EXERCISE - What you return must match every record word for word.

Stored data
PR #883, opened 2019-11-25
Allow limiting pgsql database connections in configuration

mirskifa:
This PR adds the ability to limit the maximum number of connections that the `database/sql` library will make to a pgsql database.

If the configuration is not specified, the pre-existing behaviour is retained (i.e. no max connection limit is set).

### DIFF
--- a/config.yaml.sample
+++ b/config.yaml.sample
@@ -29,7 +29,11 @@ clair:
       # 32-bit URL-safe base64 key used to encrypt pagination tokens
       # If one is not provided, it will be generated.
       # Multiple clair instances in the same cluster need the same value.
-      paginationkey: 
+      paginationkey:
+
+      # Maximum number of open connections allowed to database
+      # If unspecified or <= 0 then no limit is enforced in Clair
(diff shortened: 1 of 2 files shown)


ldelossa:
@mirskifa looks good to me. Did you come across this need directly?

ldelossa (dismissed):

mirskifa:
Yes, we've been performance testing Clair and found that it was very easy to overload the service when a small amount of queuing (via database/sql blocking calls until a connection is free) allowed for a much more stable flow of responses from a group of Clair instances.

ldelossa:
@mirskifa 

Would you mind adding the database configuration option to the example yaml? Just to advertise this option is now available via the config.

mirskifa:
@ldelossa I've updated the sample.  In doing so my editor has trimmed a lot of trailing whitespace; I'm assuming that's not an issue but let me know.

ldelossa:
@mirskifa - thanks. looks good.

ldelossa (approved):

PR #884, opened 2019-11-25
Add ability to configure read-only pgsql database

mirskifa:
Postgres has the ability to configure read-only streaming replicas but by the current Clair startup attempts a number of operations that do not work on these read-only replicas.

This PR adds support for configuring a read-only database and skips the `RegisterConfiguredDetectors` and `migrateDatabase` calls that would block startup.

### DIFF
--- a/cmd/clair/main.go
+++ b/cmd/clair/main.go
@@ -131,7 +131,9 @@ func Boot(config *Config) {
 
 	defer db.Close()
 
-	clair.RegisterConfiguredDetectors(db)
+	if ro, ok := db.(database.ReadOnly); !ok || !ro.ReadOnly() {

EXERCISE RESULT -
PR #883, opened 2019-11-25
Allow limiting pgsql database connections in configuration

mirskifa:
This PR adds the ability to limit the maximum number of connections that the `database/sql` library will make to a pgsql database.

If the configuration is not specified, the pre-existing behaviour is retained (i.e. no max connection limit is set).

### DIFF
--- a/config.yaml.sample
+++ b/config.yaml.sample
@@ -29,7 +29,11 @@ clair:
       # 32-bit URL-safe base64 key used to encrypt pagination tokens
       # If one is not provided, it will be generated.
       # Multiple clair instances in the same cluster need the same value.
-      paginationkey: 
+      paginationkey:
+
+      # Maximum number of open connections allowed to database
+      # If unspecified or <= 0 then no limit is enforced in Clair
(diff shortened: 1 of 2 files shown)


ldelossa:
@mirskifa looks good to me. Did you come across this need directly?

ldelossa (dismissed):

mirskifa:
Yes, we've been performance testing Clair and found that it was very easy to overload the service when a small amount of queuing (via database/sql blocking calls until a connection is free) allowed for a much more stable flow of responses from a group of Clair instances.

ldelossa:
@mirskifa 

Would you mind adding the database configuration option to the example yaml? Just to advertise this option is now available via the config.

mirskifa:
@ldelossa I've updated the sample.  In doing so my editor has trimmed a lot of trailing whitespace; I'm assuming that's not an issue but let me know.

ldelossa:
@mirskifa - thanks. looks good.

ldelossa (approved):

PR #884, opened 2019-11-25
Add ability to configure read-only pgsql database

mirskifa:
Postgres has the ability to configure read-only streaming replicas but by the current Clair startup attempts a number of operations that do not work on these read-only replicas.

This PR adds support for configuring a read-only database and skips the `RegisterConfiguredDetectors` and `migrateDatabase` calls that would block startup.

### DIFF
--- a/cmd/clair/main.go
+++ b/cmd/clair/main.go
@@ -131,7 +131,9 @@ func Boot(config *Config) {
 
 	defer db.Close()
 
-	clair.RegisterConfiguredDetectors(db)
+	if ro, ok := db.(database.ReadOnly); !ok || !ro.ReadOnly() {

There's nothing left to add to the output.